= Beginning of Section =

PR #192, opened 2017-02-24
Add JSON format by changing ChartBuilder

jerryliu55:
I believe this is a better and cleaner way to expose a JSON format

## Changes to `ChartBuilder`
Previously, the `ChartBuilder` object (app/services/chartbuilder.rb) was made mainly to help with visual charts (ie. by storing HTML version strings in `@data[:categories]` - not generating charts in JSON format.

This changes `ChartBuilder` to
* store a versions array in `@data[:categories]`, from which both JSON versions as well as HTML versions can be derived
* store the `benchmark_result_type` (app/models/benchmark_result_type.rb) of that chart, making it clearer that the result type is part of the chart
* add a function `construct_from_cache` which takes in cached `@data[:categories]` and `@data[:columns]` and returns a `ChartBuilder` object from which visual and JSON charts can be generated

## Changes to `RepoController`
The `@charts` object in `RepoController` previously was an array of pairs of `[ChartBuilder#@data, BenchmarkResultType]`

* change `@charts` to be an array of `ChartBuilder` objects, since we internalized the `benchmark_result_type`
* the [block](https://github.com/Shopify/ruby-bench-web/compare/master...Shopify:add-json-format-clearer?expand=1#diff-a75f08af70f7e9f0da0995bdf9413e30R46) we pass to `chart_builder.build_columns` now returns a version hash rather than an HTML string, which gets appended to `chart_builder.data[:categories]`

## JSON format
example: https://gist.github.com/jerryliu55/e89e007386018977b6b8fa87c9e71f0f

* decided to separate the versions from the datapoints since versions are shared across charts. This way, versions won't be repeated if there is more than one chart

@tgxworld @kirs


test/integration/repos_test.rb
```diff
@@ -12,4 +12,87 @@ class ReposTest < ActionDispatch::IntegrationTest
...
+    assert_includes res.keys, :benchmark_name
+    assert_includes res.keys, :charts
+    assert_includes res.keys, :versions
+    assert_equal res[:charts].length, 1
+    assert_includes res[:charts][0].keys, :measurement
+    assert_includes res[:charts][0].keys, :unit
+    assert_equal res[:charts][0][:datasets].length, 1
+  end
+
+  test "JSON generation works when there are two charts" do
```
kirs: Good call on adding controller level tests that reproduce the environment and check the JSON.

test/services/chart_builder_test.rb
```diff
@@ -4,21 +4,22 @@ class ChartBuilderTest < ActiveSupport::TestCase
...
-    chart_builder = ChartBuilder.new([benchmark_run, other_benchmark_run])
+    chart_builder = ChartBuilder.new([benchmark_run, other_benchmark_run], benchmark_run.benchmark_result_type)
 
-    chart_columns = chart_builder.build_columns do |benchmark_run|
-      "Commit: #{benchmark_run.initiator.sha1}"
+    chart_data = chart_builder.build_columns do |benchmark_run|
+      { commit: benchmark_run.initiator.sha1 }
     end
 
     assert_equal(
```
kirs: Compared to massive changes introduced to `ChartBuilder`, I think it makes sense to also extend the coverage in `ChartBuilderTest`. Controller tests are great to have, but it's not enough.

app/services/chart_builder.rb
```diff
@@ -1,5 +1,38 @@
...
+  #   {
+  #     version: "0",
+  #     environment: "ruby 2.2.0dev"
+  #   },
+  #   {
+  #     version: "0",
+  #     environment: "ruby 2.2.0dev"
+  #   }
+  # ]
+  attr_accessor :data
```
kirs: If you know that the only two keys will be `columns` and `categories`, then why not 

```
attr_accessor :columns, :categories
```

You'd usually like to avoid variable and method names like `data`. Everything in the computer world is data and such names are not telling you what do they refer to.

jerryliu55:
@kirs made the changes

One dataset represents the benchmark results across many commits/versions. The `versions` array in the JSON format corresponds to these commits/versions, in the same order. One has to find the index in the versions array and use that to look up the corresponding value in the datasets.

The reason for this format is that a single benchmark (ex. discourse/home) can have multiple datasets representing the different charts and variations in each chart. All of the datasets share the same `versions` array, so I pulled `versions` out of the datasets.

app/controllers/repos_controller.rb
```diff
@@ -92,33 +89,27 @@ def show_releases
...
-              temp << "#{key}: #{value}<br>"
-            end
+          version = { version: benchmark_run.initiator.version }
 
-            environment = temp
+          # If there is more information about the environment, we add it to `version` 
+          if environment.is_a?(Hash)
+            version.merge!(environment)
+          else
+            #   a new key in `version`
```
kirs: ✂️

app/helpers/charts_helper.rb
```diff
@@ -0,0 +1,27 @@
+module ChartsHelper
+  # Generate an HTML string representing `version`, with each pair on a new line
+  #
+  # `version` will usually look like:
+  # {
+  #   commit: "b6589fc",
```
kirs: `commit_sha`?

app/helpers/charts_helper.rb
```diff
@@ -0,0 +1,27 @@
+module ChartsHelper
+  # Generate an HTML string representing `version`, with each pair on a new line
```
kirs: 👍  for docs

app/services/chart_builder.rb
```diff
@@ -1,35 +1,63 @@
 class ChartBuilder
-  def initialize(benchmark_runs)
+  
+  # @columns is JSON that looks like [{ name: "benchmark1", data: [1.1, 1.2] }]
```
kirs: why `@columns` is JSON? The ruby class should operate with Ruby data structures. JSON is just a side effect of using serialization

app/views/repos/_script.html.haml
```diff
@@ -5,5 +5,6 @@
     = link_to benchmark_type.github_url, class: 'btn btn-primary', target: '_link' do
       = t('repos.view_github')
 
+  - require 'net/http'
```
kirs: Why would you need this? It's run in the context of Rails where net/http is already required.

test/integration/repos_test.rb
```diff
@@ -12,4 +12,87 @@ class ReposTest < ActionDispatch::IntegrationTest
       get '/tgxworld/rails'
     end
   end
+
+  test "JSON generation works when there is one chart" do
```
kirs: Should we also test the part of the view when `@charts.empty?` is true?

test/services/chart_builder_test.rb
```diff
@@ -4,21 +4,83 @@ class ChartBuilderTest < ActiveSupport::TestCase
...
+
+  test "#build_columns returns self" do
+    benchmark_run = create(:commit_benchmark_run, result: { 'some_time' => 5, 'some_other_time' => 5 })
+    chart_builder = ChartBuilder.new([benchmark_run], benchmark_run.benchmark_result_type)
+
+    chart = chart_builder.build_columns do |benchmark_run|
+      { commit: benchmark_run.initiator.sha1 }
+    end
+
+    assert chart.instance_of?(ChartBuilder)
```
kirs: `assert_instance_of`.

You may also want to check that the returned object contains legit data

test/services/chart_builder_test.rb
```diff
@@ -4,21 +4,83 @@ class ChartBuilderTest < ActiveSupport::TestCase
...
+    cache_read = { 
+      datasets: [{ name: "benchmark1", data: [1.2] }],
+      versions: [{ version: 1 }]
+    }
+
+    benchmark_result_type = { measurement: "Execution time", unit: "Seconds" }
+
+    chart_builder = ChartBuilder.construct_from_cache(cache_read, benchmark_result_type)
+
+    assert chart_builder.instance_of?(ChartBuilder)
```
kirs: Same thing about assert_instance_of. 
Let's assert the data that the returned `chart_builder` contains

kirs:
@tgxworld what do you think about the proposed JSON format (https://gist.github.com/jerryliu55/e89e007386018977b6b8fa87c9e71f0f)?

test/integration/repos_test.rb
jerryliu55: done :+1:

test/services/chart_builder_test.rb
jerryliu55: ok, i pulled these assertions into the other tests

app/controllers/repos_controller.rb
```diff
@@ -92,33 +88,26 @@ def show_releases
...
 
-    respond_to do |format|
-      format.html do
-        @result_types = fetch_categories
-      end
-
-      format.js
-    end
+    @result_types = fetch_categories if request.format.html?
+    @benchmark_name = params[:result_type]
```
kirs: If the user input (`params[:result_type]`) is an array, hash or 1GB file upload, is it going to be serialized to JSON and rendered? That sounds like a security vulnerability. 

You'd like to check if the value looks legit. In this case, it's enough to do `@benchmark_name = params[:result_type].to_s` to convert it into string and don't care about the actual type.

app/helpers/charts_helper.rb
```diff
@@ -0,0 +1,27 @@
...
+  # ruby 2.2.0dev
+  def chart_version_to_html(version)
+    version.map do |k, v|
+      if k == :environment
+        v
+      else
+        new_key = k.to_s.split('_').map(&:capitalize).join(' ')
+        "#{new_key}: #{v}" 
+      end
+    end.join("<br>")
```
kirs: AFAIK the valid way of br is `<br/>`

app/helpers/charts_helper.rb
```diff
@@ -0,0 +1,27 @@
...
+  # Commit: b6589fc
+  # Commit Date: 2017-02-23T16:20:13.338Z
+  # Commit Message: fix something
+  # ruby 2.2.0dev
+  def chart_version_to_html(version)
+    version.map do |k, v|
+      if k == :environment
+        v
+      else
+        new_key = k.to_s.split('_').map(&:capitalize).join(' ')
```
kirs: There's a `titleize` method in Rails exactly for that:

```ruby
'raiders_of_the_lost_ark'.titleize  # => "Raiders Of The Lost Ark"
```

The next line can be shortened into `"#{k.to_s.titleize}: #{v}"`

app/models/repo.rb
```diff
@@ -25,12 +25,11 @@ def generate_sparkline_data
...
 
-        chart_builder = ChartBuilder.new(benchmark_runs.sort_by do |benchmark_run|
-          benchmark_run.initiator.created_at
-        end)
+        runs = benchmark_runs.sort_by { |run| run.initiator.created_at }
+        chart_builder = ChartBuilder.new(runs, benchmark_result_type).build_columns
 
         charts[benchmark_type.category] ||= []
-        charts[benchmark_type.category] << [benchmark_result_type.name, chart_builder.build_columns]
+        charts[benchmark_type.category] << [benchmark_result_type.name, { columns: chart_builder.columns.to_json, categories: chart_builder.categories }]
```
kirs: It doesn't sound right that the Ruby class `Repo` returns data structure serialized in JSON. If you need it to be JSON on the client side, it's controller business to serialize data into JSON.

app/services/chart_builder.rb
```diff
@@ -1,35 +1,63 @@
...
+  # {
+  #   name: "Memory used",
+  #   unit: "Bytes"
+  # }
+  attr_reader :benchmark_result_type
+
+  # `cache_read` looks like 
+  # { datasets: [{ name: "benchmark1", data: [1.1, 1.2] }], versions: [version_hash, version_hash] }
+  def self.construct_from_cache(cache_read, benchmark_result_type)
+    chart_builder = ChartBuilder.new([], benchmark_result_type)
```
kirs: You don't need to reference the class name from itself. You can do `self.class.new` here

test/integration/repos_test.rb
```diff
@@ -12,4 +12,103 @@ class ReposTest < ActionDispatch::IntegrationTest
...
+  end
+
+  test "#JSON generation works when there are no charts" do
+    benchmark_type = create(:benchmark_type)
+    benchmark_result_type = create(:benchmark_result_type)
+    repo = benchmark_type.repo
+    org = repo.organization
+
+    get "/#{org.name}/#{repo.name}/commits.json?result_type=#{benchmark_type.category}",
+      params: { display_count: 2, result_type: benchmark_result_type }
```
kirs: You pass `result_type` as a query param (`result_type=#{benchmark_type.category}"`) and as a form param (`result_type: benchmark_result_type`). Which one do you actually want to pass here? Now at least one of them will be ignored.

test/services/chart_builder_test.rb
```diff
@@ -4,21 +4,63 @@ class ChartBuilderTest < ActiveSupport::TestCase
...
+    chart_builder = ChartBuilder.new([benchmark_run, other_benchmark_run], benchmark_run.benchmark_result_type)
 
-    chart_columns = chart_builder.build_columns do |benchmark_run|
-      "Commit: #{benchmark_run.initiator.sha1}"
+    chart_builder2 = chart_builder.build_columns do |benchmark_run|
+      { commit: benchmark_run.initiator.sha1 }
     end
 
+    # check that `build_columns` returns self
+    assert_equal chart_builder, chart_builder2
```
kirs: If you want to compare that objects are the same, it has to be `assert_equal chart_builder.object_id, chart_builder2.object_id`. You also won't need the comment because comparing `object_id` tells developers exactly what the comment is trying to tell

app/helpers/charts_helper.rb
jerryliu55: It used to use `<br>` so I just used that: https://github.com/ruby-bench/ruby-bench-web/blob/master/app/controllers/repos_controller.rb#L58

app/models/repo.rb
jerryliu55: what about doing it in the view? Similar to how we call the `chart_version_to_html` method

kirs: Even better!

app/controllers/repos_controller.rb
```diff
@@ -27,53 +27,53 @@ def show
...
+            # this return values gets appended to ChartBuilder#@versions
+            version
           end
 
-          $redis.set(cache_key, columns.to_json)
-          [columns, benchmark_result_type]
+          $redis.set(cache_key, {
+            datasets: JSON.parse(chart_builder.data[:columns]),
+            versions: chart_builder.data[:categories]
+          }.to_json)
```
tgxworld: @kirs Good call on msgpack. I've actually never known about it before :+1:

tgxworld:
@jerryliu55 Thank you for all the work! Lets try this out and I'll be deploying this soon :)

Thanks @kirs for reviewing :+1:

tgxworld:
This has been deployed :) Thank you all!

kirs:
@tgxworld thanks for deploying it!

jerryliu55:
Thanks @tgxworld! Note that the cache will have to be flushed when this is deployed since we are changing how the cache store/read works.

tgxworld:
@jerryliu55 Ok done :+1:

Gemfile.lock
```diff
@@ -327,4 +334,4 @@ DEPENDENCIES
   webmock
 
 BUNDLED WITH
-   1.13.6
+   1.14.5
```
WaKeMaTTa: @tgxworld this needs to be rolled back if you are using Heroku. ;)

kirs: I'm curious what's wrong with Bundler 1.14.5 on Heroku.

WaKeMaTTa:
Nothing, but heroku recomend 1.13 because he use 1.13
https://devcenter.heroku.com/articles/bundler

jerryliu55:
@tgxworld just wondering if this has been deployed properly? when I go to `https://rubybench.org/ruby/ruby/commits.json?result_type=app_mandelbrot&display_count=2000`, I get a `{"status":406,"error":"Not Acceptable"}`

tgxworld:
Yup the changes have been deployed. Hmm I'm getting the same error too.

tgxworld:
@jerryliu55 Oops it seems like I made a mistake. There changes were not deploy at all because I forgot to merge in master to production branch. Can you try again?

jerryliu55:
Looks like it's working, thanks for figuring it out! :) I guess we should probably paginate the results, since right now it returns all 2000 datapoints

= End of Section =

Looking at the entries above, say how many lines contain the word "into". Nothing but the number is needed.

4